A experiência da coragem, que é o fundamental no episódio, gera em Riobaldo um sentimento de submissão e dependência para com o Menino. Vê-se como é, membro da plebe rural, pobre e sem pai, mal vestido, tirando esmola para pagar promessa, agregado dos outros: o Menino não é agregado de ninguém, é de família proprietária e filho do ‘homem mais valente deste mundo’, em suas próprias palavras (GALVÃO, 1986, p.94).

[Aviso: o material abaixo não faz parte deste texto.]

PR #5350, opened 2026-04-02
Removed AcquireConnectionError

coot:
# Description

A more detailed trace is provided by ConnectionManager - `TrConnectError`.
I also expanded it to cover three other cases which `AcquireConnectionError`
covered.

# Checklist

### Quality
* [x] Self-reviewed the PR.

### Maintenance
* [x] Added labels.

### DIFF
--- a/ouroboros-network/lib/Ouroboros/Network/PeerSelection/PeerStateActions.hs
+++ b/ouroboros-network/lib/Ouroboros/Network/PeerSelection/PeerStateActions.hs
@@ -53,7 +53,6 @@ import Data.ByteString.Lazy (ByteString)
 import Data.Functor (void, ($>))
 import Data.Map.Strict (Map)
 import Data.Map.Strict qualified as Map
-import Data.Maybe (isNothing)
 import Data.Typeable (Typeable, cast)
 
 import Network.Mux qualified as Mux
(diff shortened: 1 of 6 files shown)


karknu (approved):
LGTM

ouroboros-network/lib/Ouroboros/Network/PeerSelection/PeerStateActions.hs
```diff
@@ -1233,6 +1230,5 @@ data PeerSelectionActionsTrace peerAddr vNumber =
     | PeerStatusChangeFailure (PeerStatusChangeType peerAddr) (FailureType vNumber)
     | PeerMonitoringError     (ConnectionId peerAddr) SomeException
     | PeerMonitoringResult    (ConnectionId peerAddr) (Maybe (WithSomeProtocolTemperature FirstToFinishResult))
-    | AcquireConnectionError  SomeException
```
crocodile-dentist, line 1236: One drawback of removing it here is that to get this trace one has to run with connection manager tracer on. Maybe we should keep both, and possibly make this one something like `DMaximal` verbosity for peer state actions tracer and/or Debug level trace?

[edit] also possibly keeping it can be more convenient for some property test, now or in the future.

crocodile-dentist (commented):
What do you think about keeping both?

ouroboros-network/lib/Ouroboros/Network/PeerSelection/PeerStateActions.hs
coot: I thought about this and I think it's ok to require `ConnectionManager` on, even at `Info` level it's not very verbose.  The outbound governor trace doesn't say which connection error, so one still needs the connection manager tracer to be on to get a meaningful information.

We didn't needed it for testing until now, so there's a good chance we won't need it in the future.  If I am proven wrong we can `git revert` and then avoid tracing it by filtering trace output in the node, rather than removing it.

crocodile-dentist (approved):
lgtm

PR #1647, opened 2023-02-08
Remove baseUrl from flag and instead provide a new file to configure baseUrl

### LINKED ISSUE #1646: [Feature] Take fetchBaseQuery config from a file instead of cli

Developers need control over baseUrl in client gen. So the config can be taken from a file which is generated only if it doesn't exists.

### How can we solve it?

Remove the baseUrl flag and create a new file for the config.

>👍

shubham4443:
Signed-off-by: Shubham Nazare <shubham4443@gmail.com>

Fixes #1646

### DIFF
--- a/sc-poc/cmd/spacectl/commands/client/generate/config.go
+++ b/sc-poc/cmd/spacectl/commands/client/generate/config.go
@@ -2,6 +2,6 @@ package generate
 
 var configTS string = `
 export default {
-	"baseUrl": "/",
+  "baseUrl": "/",
 }
 `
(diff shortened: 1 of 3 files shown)


sc-poc/cmd/spacectl/commands/client/generate/config.go
```diff
@@ -0,0 +1,7 @@
+package generate
+
+var configTS string = `
+export default {
+	"baseUrl": "/",
```
YourTechBud, line 5:
```suggestion
  "baseUrl": "/",
```

YourTechBud (approved):

PR #1670, opened 2023-04-16
feat!: add websocket interface for pubsub

### LINKED ISSUE #1668: [Feature] Create websocket manager
- Create websocket manager for our pubsub
- It acts as an interface between clients and the pubsub system.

Como se verá mais à frente, a idéia de coragem, no romance, ganhará outros sentidos para além deste reivindicado pela crítica. Mas, neste ponto da análise, é fundamental assinalar o nexo reclamado pela autora entre coragem e dependência. É curioso que o atributo característico do dependente seja reconhecido como qualidade daquele que é um proprietário soberano. Há, à primeira vista, nesta identificação imediata entre coragem e

independência, uma ligeira miopia, uma vez que ela não se aplica a todos os proprietários

do romance, como é o caso de Selorico Mendes, além de não pertencer à gama de atributos historicamente vinculados à classe proprietária. Mas, em uma análise mais cuidadosa, sabendo-se que o pai do Menino é Joca Ramiro, é possível perceber que a reflexão de Galvão guarda uma profícua intuição acerca do mito na obra: a coragem não é propriamente atributo de qualquer proprietário, mas do proprietário mitificado.

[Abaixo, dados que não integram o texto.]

PR #1698, opened 2023-06-29
Create endpoint to return available plugins and create 2 additional plugins

### LINKED ISSUE #1689: [Feature] Add endpoint to return a list of available plugins.

There is no way to figure out how many plugins are available/ registered in SC.

### How can we solve it?

- Each `Source` which feeds into a plugin (eg. `OPAPolicySource`) should implement a `source.Plugin` interface.
- The interface will be defined by the `source` manager.
- The `Plugin` interface will have just one method, `GetPluginDetails()` which returns a struct containing `name`, `driver` and `schema`.
    - Name will be the name of the source
    - Driver will be the handler which needs to be initialised for that plugin (for `OPAPolicySource`, the driver will be `opa`).
    - Params will always be `nil` for now.
- The `Source` manager should expose an api `/sc/v1/plugins` which returns array of plugins registered.

>👍

### LINKED ISSUE #1692: [Feature] Create handlers for checking if session is valid
Need to make two handlers in the `auth` provider and `admin` manager respectively
- `deny-user`
    - This plugin immediately sends a `403`.
    - Implement this in the `auth` provider.
    - We need to make sure that one entry for this plugin (name will be empty string) is added in the plugin list that we return in #1689.
- `authenticate-user`
    - This will merely check if the user session is valid by checking the `types.AuthResult` object present in the context
        - Return `401` if user is not authenticated
        - For authResult reference use: https://github.com/spacecloud-io/space-cloud/blob/sc-poc/sc-poc/modules/auth/handler_auth_opa.go#L46
    - We need to make sure that one entry for this plugin (name will be empty string) is added in the plugin list that we return in #1689.
- `authenticate-sc-user`
    - This checks if user is authenticated for by using the admin secret. Send `403` if token is not present or if token is invalid.
    - Consider making this handler in the admin module
    - This handler will have to perform a jwt validation using the admin secret provided in #1686 
    - This plugin will not be returned in the plugin details list.

Also, make sure the following sc apis use the `authenticate-sc-user` plugin:
- All CRUD APIs
- the get crds api
- The pubsub consumer channels for asyncapi and openapi. The producer channels will have the `deny-user` plugin
- The get plugin details api

>👍

shubham4443:
Fixes #1689 
Partially fixes #1692 

Requires https://github.com/spacecloud-io/space-cloud/pull/1697 to be merged first.


sc-poc/managers/source/app.go
```diff
@@ -49,6 +51,22 @@ func (a *App) Provision(ctx caddy.Context) error {
 				continue
 			}
 
+			a.plugins = make([]v1alpha1.HTTPPlugin, 0)
```
YourTechBud, line 54: Shouldn't you do this outside all the for loops

YourTechBud (changes requested):

YourTechBud (approved):

PR #585, opened 2026-05-15
Add support for output equations to ODEFunctionGenerator

### LINKED ISSUE #136: Support output equations in the code generators.

### LINKED ISSUE #338: Improve documentation of generate_ode_function
There are 3 different ways to call it. We should a simple for each one with and without optional arguments.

Neste ponto, a já comentada vergonha, que surge em ambos Riobaldo e Diadorim no episódio da travessia, pode servir como a marca de contraste necessária para que se compreenda a função das noções de coragem e medo na gestação do mito em Grande

sertão. Com efeito, a vergonha das duas personagens tem uma raiz comum: o

constrangimento gerado no antigo princípio cordial de cessão de terras e a subseqüente fratura do núcleo ético que organizava as relações entre agregados e fazendeiros. Deste modo, a coragem escapa como resíduo da reversão operada no princípio de cordialidade: transformada em vínculo de obrigação e não mais de reciprocidade, ela se torna signo de um outro tipo de dependência, este muito mais moderno que o primeiro. Este novo nexo cordial se caracterizaria pelo rebaixamento do jagunço enquanto sujeito e pela instrumentalização de sua violência, agora disponível para venda como mão-de-obra; do lado do proprietário, mais livre para avançar e recuar na relação com seus dependentes de acordo com seus interesses econômicos, mas ao mesmo tempo tolhido de sua auto- suficiência e acossado por novas forças públicas, resta o medo como qualidade daquele que passa a sentença mas não movimenta a espada. Talvez por isto, o mecanismo mitificante de

Grande sertão: veredas faça oscilar os atributos coragem e medo em torno das diversas

figuras dos proprietários: a distinção e distribuição destes atributos entre as personagens da trama estaria, assim, intimamente ligada à maneira como funciona o mito no romance.

Através deste prisma no qual as forças históricas, mobilizadas em parte na construção de Grande sertão: veredas, colocam-se em movimento, é possível entrever um significado interessante à revolta de Riobaldo que, quando sabe das insinuações que se lhe são feitas a respeito de sua possível ligação filial com Selorico Mendes, foge com raiva e afirma sua linhagem materna: “Adramado pensei em minha mãe, com todo querer, e afirmei alto que seria só por conta dela que eu estava procedendo pelo avesso, gritei. Mas

aquilo se fingia mal, espécie de minha vergonha esteve sendo maior” (GS:V, p.140, grifo

meu). A notícia de que Selorico poderia ser seu pai representa, para Riobaldo, não apenas uma ligação congênita com aquele patriarcalismo transformado que ele identificara; tratava-se de lançar luz sobre seu escuro nascimento e descobrir, neste local, a coabitação de fios que o ligavam, simultaneamente, ao medo e à coragem: pontos de saída e de chegada do fio roto de dominação pessoal, manifestações antitéticas de um mesmo processo de transformação da cordialidade. Por isso, não obstante a tentativa consciente de se ligar à linhagem da mãe – ou seja, à linhagem dos despossuídos, àqueles cuja expressão violenta da valentia significava um momentâneo vislumbre das relações cordiais distendidas –, o sentimento que lhe resta é o de vergonha, marca indelével da habitação de forças contrárias num mesmo locus.